In conclusione, la ricerca ha evidenziato che la sostituzione del pack tradizionale con pack concepito con criteri di innovazione e sostenibilità porterebbe ad elevati risparmi “ambientali” mantenendo inalterate le irrinunciabili funzioni di protezione e conservazione.
*Nota metodologica: La sostituzione di alcune tipologie di packaging alimentare in plastica con soluzioni compostabili comporterebbe un beneficio in termini di miglior gestione del rifiuto alimentare sia all’interno della grande distribuzione che in ambiente domestico. Per i casi in cui non sia al momento disponibile un’alternativa in bioplastica o carta+ bioplastica o carta per questo tipo di applicazioni si è proceduto in maniera teorica al fine di identificare i potenziali benefici della sostituzione nel momento in cui l’applicazione risulterà tecnicamente disponibile. Il beneficio economico è calcolato solo in relazione a una corretta gestione dello spreco (differenziale dei costi di conferimento pari a -27 euro/t in favore del rifiuto compostabile).
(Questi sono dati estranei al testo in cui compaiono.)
Issue #782, opened 2021-02-26
REF: Making pyproj completely threadsafe


snowman2:
pyproj CRS/Proj/Transformer objects aren't meant to be shared across threads, but they can exist if created within the thread ([ref](https://pyproj4.github.io/pyproj/stable/advanced_examples.html#multithreading)). Sharing the same object across threads can cause issues (#589, https://github.com/corteva/geocube/issues/41)

The only way to entirely solve this is to be able to have a single PROJ context per thread and to be able to dynamically switch to that context depending on the thread they are in.

Current concerns to overcome:
1. How to be able to have a thread local context? The `threading.local` object is a possibility. However it may require transitioning from cython to python to cython types. This has caused stability issues in the past (#412), so need to be careful.
2. How to dynamically swap contexts based on the thread? The `PJ *` objects have a context assigned at creation. Would need to use `proj_assign_context` each time you use the context object.

snowman2:
This kills making the objects thread safe: https://github.com/OSGeo/PROJ/issues/1047

Seems the `PJ*` is not thread safe. So, you would have to construct a `PJ*` per thread per object. It would simpler and more stable to just tell users of `pyproj` to use `threading,local` to construct an object per thread.

Since this is the case, `pyproj` really cannot do anything at this time.

snowman2:
Just had another thought, The `CRS` and `Transformer` classes have both a Python and a Cython version.

Following the logic in https://github.com/geopandas/geopandas/pull/1846,

Instead of having the Python `CRS` class inherit from the Cython `_CRS` class, it could instead store the Cython class on a `threading.local` in the class.

```python
class CRSLocal(threading.local):
    def __init__(self):
        self._crs = None  # Initialises in each thread

class CRS:
    self._local = CRSLocal()
...
```

 Then it could use the `srs` attribute to create a `_CRS` in each thread.

```python
@property
def _local_crs(self):
    if self._local._crs is None:
        self._local._crs = _CRS(self.srs)
    return self._local._crs
```
A similar concept could be applied to the `Transformer` since it already stores the Cython class as a property.

jorisvandenbossche:
> Instead of having the Python `CRS` class inherit from the Cython `_CRS` class, it could instead store the Cython class on a `threading.local` in the class.

Indeed, that's what I tried to suggest in https://github.com/geopandas/geopandas/issues/1842#issuecomment-786477955 ;) 

[...]

PR #793, opened 2021-03-06
REF: Multithread safe CRS

snowman2:
- [x] Part of #782
 - [x] Tests added

### DIFF
--- a/docs/history.rst
+++ b/docs/history.rst
@@ -4,6 +4,7 @@ Change Log
 3.1.0
 -----
 * DEP: Minimum supported Python version 3.7 (issue #790)
+* REF: Multithread safe CRS (issue #782)
 
 3.0.1
 -----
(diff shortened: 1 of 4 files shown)


jorisvandenbossche:
Cool! Will try to give this a go tomorrow

jorisvandenbossche:
This looks good!

As mentioned in https://github.com/geopandas/dask-geopandas/pull/36, locally this fixed the decoding errors we see with dask-geopandas.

In relazione allo spreco alimentare della GDO il rifiuto alimentare è risultato stimabile come compreso tra 1,32 e il 4,4 % del totale in volume (fonte Unes/Sma riferito alla carne fresca). Per l’analisi dei prodotti GDO si considera un dato medio di scarto pari al 2,86%. Tale dato risulta in linea con recenti studi che evidenziano un 2,5% di food losses nella distribuzione (Fonte Public waste agency of Flanders 2015, Food loss and packaging).